In C and (sort of) C++ you can deal with actual bytes in actual memory
locations. You can find the exact memory address of a data structure, and you
can read or write directly to that location.

You can even prod the compiler to suggest that it uses real hardware registers
for variables.

You can also control how memory is allocated and released.

In most languages an array is just an array. You usually don't care where it
is in memory.

In functional languages you concentrate more on designing symbolic operations,
and the fact that there's real memory under there somewhere is almost
irrelevant.

But C/C++ are bare-metal-ish. In assembler you work directly with memory, but
you can control program flow. You can jump/branch to any address in memory.
Sometimes you can even overwrite your own code.

C/C++ won't let you do that.

As a former assembler guy, I find that C++ is the worst of both worlds.
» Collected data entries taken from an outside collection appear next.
PR #3821, opened 2022-12-27
explicit use asString for performance

dencat:
Replaced implicit `toString` call with explicit `asString` to improve performance (`toString` uses `DefaultPrettyPrinter`, which slows down, `asString` immediately produces the desired result)


jlerbsc:

PR #3830, opened 2023-01-03
Fix: update codecov setting to not fail ci on error

jlerbsc:
To avoid having errors related to codecov during builds we have disabled the fail_ci_if_error attribute by hearing that the following issue is resolved.
https://github.com/codecov/codecov-action/issues/678


jlerbsc:
This update does not seem to have an impact on the problem

PR #3836, opened 2023-01-06
feat: Implement addRecord & getRecordByName for CompilationUnit

marcluque:
Hi there,

while working on a project, I noticed missing implementations for `getRecordByName` and `addRecord`. I added their implementations and some simple tests for the implementations (similar to the existing ones for enum, etc.).

Let me know if something could be improved or is missing.


jlerbsc:
Hi @marcluque Thank you for this suggestion but there is already an addType method. You can adapt the test cases and let the getRecordByName method.

marcluque:
Hi @jlerbsc, thanks for the quick feedback! 
I pushed a new commit that removes `addRecord`. However, I left the test case and adapted it to use `addType`, let me know if that's desired.

jlerbsc:

PR #3867, opened 2023-01-23
Add support for ZipFileSystem

freya022:
This PR makes `CodeGenerationUtils#packageAbsolutePath` resolve the package against the original `Path`, preserving the filesystem the path comes from, instead of using the default filesystem with `Paths.get`.

My use case was to use a `ZipFileSystem` to read sources directly from my `.m2` directory

Edit: To my knowledge, supporting *every* filesystem would require taking into account path separators, affecting resolving/relativizing paths, and, for example, getting the package name from the `Path`. This is why this PR is only going to add support for Java's ZipFileSystem


javaparser-core-testing/src/test/java/com/github/javaparser/utils/CodeGenerationUtilsTest.java
```diff
@@ -54,4 +61,23 @@ void testGetterToPropertyName() {
         assertEquals("Unexpected getterName 'value'", thrown.getMessage());
     }
 
+    @Test
+    void testPackageToAbsolutePath() throws IOException {
+        final Path pathToZip = classLoaderRoot(CodeGenerationUtilsTest.class)
+                .resolve("com/github/javaparser/utils/MyActivity.zip");
```
jlerbsc: What is this file? If you need a compressed file for your test case there are already resources available for example in the source_zip directory

javaparser-core/src/main/java/com/github/javaparser/utils/CodeGenerationUtils.java
```diff
@@ -112,17 +113,28 @@ public static String packageToPath(String pkg) {
...
 
+    /**
+     * Calculates the path of a package.
+     * <p><b>Note:</b> Unlike {@link #packageAbsolutePath(String, String)}, the {@link Path} will use the same filesystem as the given path.
+     *
+     * @param root the root directory in which the package resides
+     * @param pkg  the package, like "com.laamella.parser"
+     * @return the {@link Path} of the package's directory
+     */
     public static Path packageAbsolutePath(Path root, String pkg) {
```
jlerbsc, line 135: Is there a change in behavior compared to the previous version of the method?

javaparser-core/src/main/java/com/github/javaparser/utils/CodeGenerationUtils.java
```diff
@@ -112,17 +113,28 @@ public static String packageToPath(String pkg) {
...
-        return packageAbsolutePath(root.toString(), pkg);
+        pkg = packageToPath(pkg);
```
jlerbsc, line 147: Is there a change in behavior compared to the previous version of the method?

freya022: No, as per the docs of [`Paths.get`](https://docs.oracle.com/javase/7/docs/api/java/nio/file/Paths.html#get(java.lang.String,%20java.lang.String...)):
>  Note that while this method is very convenient, using it will imply an assumed reference to the default FileSystem and limit the utility of the calling code. Hence it should not be used in library code intended for flexible reuse. A more flexible alternative is to use an existing Path instance as an anchor, such as:

     Path dir = ...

You
get the cognitive overhead of dealing with memory management and pointer
arithmetic and iterators, but the options for _not_ working with them when you
don't want to are limited - so it's hard to concentrate on the functional
level, and you do a lot of the work the compiler/interpreter would usually do,
but without the "do whatever you want" freedom of assembler.

------
minthd
Isn't that what happens in the arduino, where users use top-c++ ? and it works
pretty well for them, in a very harsh, constrained environment.

------
viciousplant
"Error establishing a database connection"

But I would say it's because others are easy.

Yes others are hell lot easier.

------
DevPad
Operating low-level resources makes it more complicated and because of that, -
big amount of programming mistakes made there are critical.

------
pjc50
-1 for use of "codes"!

(arguably C# is the "top C++" with its managed/unmanaged distinction)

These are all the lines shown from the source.